__AIM OF THE TASK__
Find every line in the records below that holds the word "just", and copy it out.

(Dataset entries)

■ ■ ■

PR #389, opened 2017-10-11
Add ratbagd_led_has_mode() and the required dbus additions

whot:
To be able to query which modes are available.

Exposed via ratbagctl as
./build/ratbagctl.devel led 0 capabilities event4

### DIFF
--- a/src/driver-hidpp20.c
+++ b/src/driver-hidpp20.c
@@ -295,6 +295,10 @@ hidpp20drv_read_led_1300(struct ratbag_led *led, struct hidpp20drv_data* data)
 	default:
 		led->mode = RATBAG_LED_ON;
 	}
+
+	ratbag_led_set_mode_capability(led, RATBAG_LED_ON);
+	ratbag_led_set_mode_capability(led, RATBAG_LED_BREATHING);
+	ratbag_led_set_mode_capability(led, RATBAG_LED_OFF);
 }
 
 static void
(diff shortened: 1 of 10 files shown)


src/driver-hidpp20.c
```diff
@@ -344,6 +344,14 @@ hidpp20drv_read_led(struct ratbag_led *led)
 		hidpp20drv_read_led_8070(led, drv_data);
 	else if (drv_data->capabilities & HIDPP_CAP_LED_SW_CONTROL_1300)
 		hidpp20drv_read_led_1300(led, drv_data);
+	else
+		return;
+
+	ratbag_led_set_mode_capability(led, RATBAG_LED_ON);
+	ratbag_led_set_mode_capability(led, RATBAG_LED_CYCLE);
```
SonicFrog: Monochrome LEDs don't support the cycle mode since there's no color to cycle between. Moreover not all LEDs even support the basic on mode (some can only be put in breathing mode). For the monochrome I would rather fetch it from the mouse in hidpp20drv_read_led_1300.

■ ■ ■

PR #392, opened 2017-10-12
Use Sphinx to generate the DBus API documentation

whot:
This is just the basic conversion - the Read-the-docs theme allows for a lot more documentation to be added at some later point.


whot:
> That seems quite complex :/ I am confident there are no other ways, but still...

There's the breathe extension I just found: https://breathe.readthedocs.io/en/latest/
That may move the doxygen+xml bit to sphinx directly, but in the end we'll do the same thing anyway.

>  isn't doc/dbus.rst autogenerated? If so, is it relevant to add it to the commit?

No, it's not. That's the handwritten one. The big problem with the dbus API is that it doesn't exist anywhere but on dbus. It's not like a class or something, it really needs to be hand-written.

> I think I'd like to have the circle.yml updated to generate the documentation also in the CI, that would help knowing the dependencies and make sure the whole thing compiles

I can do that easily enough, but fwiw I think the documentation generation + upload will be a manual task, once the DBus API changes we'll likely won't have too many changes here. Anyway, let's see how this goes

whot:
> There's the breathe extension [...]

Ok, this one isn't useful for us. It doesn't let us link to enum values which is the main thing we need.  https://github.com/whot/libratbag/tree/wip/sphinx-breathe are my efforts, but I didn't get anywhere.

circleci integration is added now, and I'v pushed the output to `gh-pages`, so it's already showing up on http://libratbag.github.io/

■ ■ ■

__RESULT__
This is just the basic conversion - the Read-the-docs theme allows for a lot more documentation to be added at some later point.
There's the breathe extension I just found: https://breathe.readthedocs.io/en/latest/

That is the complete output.